* _TASK REQUIREMENTS_: Lines of the data that contain the word "guard" are the ones to copy.
• • • • •
PR #922, opened 2026-07-23
perf(ode): solve the ODE bolus/infusion steady state exactly, and warn when it can't [closes #914]

### LINKED ISSUE #914: perf(ode): solve the ODE bolus/infusion steady state exactly, and warn when it can't

TeunP:
## Why

`#908` made the **analytical** event-driven walk solve the periodic steady state exactly as `u_ss = (I − M)⁻¹·b`. The **ODE** engine's ordinary bolus/infusion SS still expanded a truncated pulse train (up to `SS_EQUILIBRATION_CYCLES = 50`), leaving a residual `≈ exp(−50·λ_slow·II)` — negligible for typical PK but tens of percent for a slow disposition, and **silently**. Two gaps, both in `equilibrate_ss_state` and its dual twin `equilibrate_ss_state_g`:

1. **Truncation** — the bolus/infusion branch never used the exact fixed point the analytical walk already had.
2. **Silence** — `note_ss_nonconvergence_if_capped` was wired only into the ODE input-rate branch; a capped ordinary bolus/infusion equilibration emitted no warning.

Closes #914.

## What changed

- **`equilibrate_ss_state` (`src/ode/predictions.rs`)** — a linear disposition now routes its bolus and infusion branches through `crate::dosing::periodic_ss_fixed_point_g` (the same exact solve #908/#835 use), returning `(I − M)⁻¹·b` directly. `advance_forced` integrates one cycle with the dose (bolus pulse, or active-infusion + quiet window); `advance_unforced` integrates one `II` of disposition alone (the propagator `M` — the infusion's active/quiet windows share the homogeneous propagator, so a full-`II` decay reconstructs it and the window length enters only through `b`). The exact solve uses the tightened `ss_equilibration_opts` tolerance and passes it to the linearity self-check.
- A genuinely nonlinear RHS (Michaelis–Menten, …) fails the affine self-check → the capped pulse train, now with `note_ss_nonconvergence_if_capped` wired in (**gap 2**).
- **`equilibrate_ss_state_g` (`src/sens/ode_provider.rs`)** — the dual twin mirrors this so FOCE/FOCEI differentiates the exact steady state. The infusion `advance_forced` carries the moving active/quiet boundary's `inf_window` jet through the same `inject_rate_saltation` the fallback loop uses (`dtinf = inf_window − t_inf_val`, zero value part → the value map stays linear while the window sensitivity rides `b`). The nonlinear fallback loops are unchanged; the value walk owns the #867 warning (the twin must not double-count it).

## Alternatives considered

Routing the nonlinear bolus fallback through Anderson acceleration (as the input-rate branch does for a nonlinear disposition that admits SS) was out of scope per the issue — the ordinary bolus/infusion path keeps the capped train + warning for a nonlinear RHS. The exact solve covers the (overwhelmingly common) linear case.

## Breaking changes
- [x] None — `equilibrate_ss_state`/`equilibrate_ss_state_g` are private; `periodic_ss_fixed_point_g` was already `pub(crate)`. No public API surface. ferx-r unaffected (no pin bump).

## Numerical validation
- **Oracle** — the analytical closed forms, exactly as #908. A linear ODE model's exact SS now matches its analytical twin to integration tolerance (tightened `ss_peripheral_{infusion,bolus}_matches_the_ode_twin` from `1e-6` → `1e-8`; the 1-cpt trough matches the hand-derived geometric-series SS `F·amt·e^{−ke·II}/(1 − e^{−ke·II})` in `ss_linear_disposition_uses_exact_fixed_point`).
- **`Dual2`-vs-FD parity** — `ode_provider_ss_linear_bolus_uses_exact_solve` (bolus) and `ode_provider_ss_rate_under_f_uses_exact_solve` (rate-defined infusion under `F`, exercising the window-jet saltation) check value + `∂/∂η` + `∂/∂θ` + both Hessian blocks against production + FD.
- **Nonlinear fallback preserved** — `ss_nonlinear_bolus_with_steady_state_uses_fallback` (MM disposition that admits SS → correct trough via the fallback, no warning), `ss_nonlinear_over_capacity_bolus_caps_and_warns` (mean input > Vmax → 50-cycle cap + #867 warning), and `ode_provider_ss_nonlinear_fallback_early_stop_matches_full_budget` (the dual early stop is now nonlinear-only; gradient-faithful vs a forced-full-budget run).
- Existing NONMEM SS anchors (`ss_lagtime_nonmem`, `nonmem_dose_compartment_anchor`, `oral_peripheral_infusion`) stay as the cross-tool check.

## Performance
- [x] Faster — the linear case replaces ~50 RK45 one-cycle integrations with `~n+2` integrations + one `n×n` solve.

## Tests
- [x] Unit tests added (`cargo test --lib` passes) — see Numerical validation.
- [x] Regression: the truncation was silent; the new tests fail against the old truncated train.

## Docs
- [x] `docs/model-file/steady-state.qmd` — the "ODE path" section, the `N=50` section, the path/cost tables, and the analytic-gradient section now describe the exact solve + nonlinear fallback; the `#914` caveat is removed.
- [x] `CHANGELOG.md` `[Unreleased]` → Fixed.

## Reviewer hints
The subtle half is the dual infusion `advance_forced`: the `inject_rate_saltation` adds the velocity **jump** (`r·e·dtinf`), which keeps the one-cycle map exactly affine in `u0` with a window-independent `M = e^{A·II}` — so the window sensitivity lands entirely in `b` and `periodic_ss_fixed_point_g` assembles the exact `∂u_ss/∂(θ,η)`. Confirmed by the FD-parity tests.

### DIFF
--- a/CHANGELOG.md
+++ b/CHANGELOG.md
@@ -60,6 +60,15 @@ section of the SDLC for the versioning policy).
   for any external code that constructs or exhaustively destructures these variants.
 
 ### Fixed
+- **Steady-state (`SS=1`) dosing on `[odes]` models is now exact for a linear disposition, and
+  warns instead of silently truncating on a nonlinear one** (#914). An ordinary ODE bolus or
+  infusion SS dose previously equilibrated by expanding a pulse train capped at 50 cycles, which
+  under-reported the steady state by tens of percent for a slow disposition (the same truncation
+  #908 removed from the analytical engine) — silently. A linear disposition now solves the exact
+  periodic fixed point `(I − M)⁻¹·b` directly (value and analytic FOCE/FOCEI gradient), so slow PK
+  is exact rather than low; a genuinely nonlinear RHS (e.g. Michaelis–Menten) still falls back to
+  the capped iteration but now surfaces a non-convergence warning when the cap is reached without
+  settling. Also faster: the linear case replaces ~50 RK45 cycles with a handful.
 - **`predict()` on a CTMM (`[markov_model]`) model now fails loud instead of silently returning
   no rows** (#759). The equivalent `simulate()` guard already existed and its message claimed to
   cover `predict()`, but it only ran on the simulate path. State-occupancy prediction `π(t)` is
--- a/docs/model-file/steady-state.qmd
+++ b/docs/model-file/steady-state.qmd
@@ -41,7 +41,7 @@ Every prediction path in ferx-core honours `SS=1`:
 | ------------------------------------------------- | ------------------------------------------------------------------------- | -------------------------------------------------- |
 | Analytical (1-/2-/3-cpt, no TV covariates)        | `predict_concentration` in `src/pk/mod.rs`                                | Closed-form geometric-series                       |
 | Analytical (1-/2-/3-cpt, time-varying covariates) | `event_driven_predictions_with_schedule` in `src/pk/event_driven.rs`      | Exact linear fixed point `(I − M)⁻¹·b`             |
-| ODE (`[odes]`-block models)                       | `ode_predictions` / `ode_predictions_event_driven` in `src/ode/predictions.rs` | Numerical pulse expansion via the RK45 solver |
+| ODE (`[odes]`-block models)                       | `ode_predictions` / `ode_predictions_event_driven` in `src/ode/predictions.rs` | Exact linear fixed point `(I − M)⁻¹·b`; nonlinear RHS falls back to numerical pulse expansion |
 
 Both kinds of paths start from the same underlying identity — the
 choice between them is a question of whether the geometric series has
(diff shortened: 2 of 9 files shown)


TeunP:
## Adversarial review (xhigh) — exact ODE steady-state solve

**Method.** Three independent reviewers — one per surface (f64 `equilibrate_ss_state`, the dual-sensitivity `equilibrate_ss_state_g`, and test adequacy) — each instructed to hunt for real correctness bugs with no happy-path rationalization, plus a line-level read. Every finding was verified independently rather than accepted on a reviewer's word; passing CI is **not** treated as evidence of correctness.

**What the PR does.** A linear ODE disposition's `SS=1` bolus/infusion now solves the exact periodic fixed point `u_ss = (I − M)⁻¹·b` (via the shared `dosing::periodic_ss_fixed_point_g`) instead of a 50-cycle pulse train that silently truncated tens of percent low on a slow disposition — the same fix #908 made on the analytical engine. The dual twin mirrors it so FOCE/FOCEI differentiates the exact steady state. A genuinely nonlinear RHS still falls back to the capped train, now with the #867 non-convergence warning wired into the ordinary bolus/infusion path (previously input-rate-only).

### Verdict on the production code: correct

- **No silent wrong value is reachable.** `periodic_ss_fixed_point_g` validates the *computed* `u_ss` against a fresh `advance_forced` call (a two-cycle fixed-point check), so even a wrong M/b decomposition cannot self-certify — it fails the check and falls back to the iteration. A genuinely nonlinear map's residual is `O(scale)` (~1e8·reltol), eight orders above the `vtol ≈ 256·reltol·scale` bound; a linear map's residual carries no `1/(1−ρ)` amplification, so heavy accumulation (ρ→1) does not falsely reject it.
- **Value = gradient.** `solve_ode_g` runs its adaptive step accept/reject on the value parts only, so the dual walk takes byte-identical steps to the f64 walk; the saltation adds exactly zero to the value (`dtinf.val() = 0`). FOCEI differentiates the same trough it predicts.
- **`∂u_ss/∂window` is exact.** For the (gated) autonomous linear disposition the one-cycle map is affine in `u0` with `M = e^{A·II}` window-*independent* (`e^{A(II−w)}·e^{Aw} = e^{A·II}`), so the window sensitivity rides `b` alone. `inject_rate_saltation` injects the velocity **jump** `r·e·dtinf` (the Leibniz boundary term), which then quiet-propagates — matching `∂y/∂w = Quiet_prop·rate·e_cmt` by direct computation, with the active window's interior term captured by integrating to the nominal bound. The δ²-Hessian term is exact at θ₀ (the perturbation `δ` has value 0, so the value-only `jdotg_value` is correct).
- **Autonomy is enforced, not assumed.** A TIME/TAFD/TAD-reading RHS — which would break the cycle-recurrence assumption — is routed to FD by the support gate (`ode_provider_ss_tad_dependent_rhs_routes_to_fd`). An SS infusion into a built-in-absorption compartment is rejected upstream (`E_ABSORPTION_SS_INFUSION`), so the new plain-`+rate` branch is unreachable for those.
- Edge cases (`ii ≤ 0`, `cmt ≥ n`, overlapping `t_inf > ii`, `t_inf = ii` zero-quiet-window, integration failure) all degrade to the correct zero-trough / fallback path.

### Issues found — both test-quality, both fixed in `8138978d`

1. **Weak cycle bound (`src/sens/ode_provider_tests.rs`).** `ode_provider_ss_nonlinear_fallback_early_stop_matches_full_budget` asserted `(1..full_cycles).contains(&early_cycles)`, but the half-open range *includes 1* — so it would pass vacuously if a regression let the MM model take the single-cycle exact solve instead of the fallback (the stated intent is ">1"). Only redundantly backstopped by the `full_cycles == 50` check. Tightened to `2..full_cycles`, matching the sibling `ss_nonlinear_bolus_with_steady_state_uses_fallback` and the existing `2..` convention.

2. **No PR-level truncation-sensitive infusion oracle.** The slow-disposition value oracle only covered the **bolus** (`ss_linear_disposition_uses_exact_fixed_point`, `ke·II ≈ 0.024`, ~30% gap). Every PR-level *infusion* test sat at `ke·II ≥ 1.2`, where a 50-cycle truncation residual is `exp(−60)` — invisible, so those tests pass on *both* the old truncated train and the new exact solve and cannot catch an infusion truncation-tail bug (the slow-infusion twin lives in `tests/`, which runs nightly only). Added `ode_ss_slow_infusion_matches_analytical_ss` (`ke·II ≈ 0.03`, ~22% gap), anchoring the infusion exact solve to the independent `one_cpt_infusion_ss` closed form — it fails against the pre-#914 truncated train.

### Non-blocking observations (recorded, no change)

- **Warning-branch assertion** in `ss_nonlinear_over_capacity_bolus_caps_and_warns` matches only the shared message prefix. This is deliberate and correct — the capped drift can estimate ρ either side of 1, so pinning a specific branch would be flaky (the sibling `ss_input_rate_no_steady_state_warns` matches the prefix for the same reason).
- **Pre-existing, out of scope:** the overlapping-infusion guard tests the F-scaled `t_inf` while the upstream `W_STEADY_STATE_INFUSION` warning tests the unscaled `duration`; a rate-defined infusion with `F > 1` and `duration ≤ II < F·duration` returns zeros without the warning. Narrow, predates #914 (`F > 1` is unusual). Not addressed here to keep scope tight.

Re-validated after the fixes: full `--lib` suite, the two touched tests, and the tightened integration twins remain green.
• • • • •
* _OUTPUT FOR THIS EXERCISE_:
   no rows** (#759). The equivalent `simulate()` guard already existed and its message claimed to
- **Pre-existing, out of scope:** the overlapping-infusion guard tests the F-scaled `t_inf` while the upstream `W_STEADY_STATE_INFUSION` warning tests the unscaled `duration`; a rate-defined infusion with `F > 1` and `duration ≤ II < F·duration` returns zeros without the warning. Narrow, predates #914 (`F > 1` is unusual). Not addressed here to keep scope tight.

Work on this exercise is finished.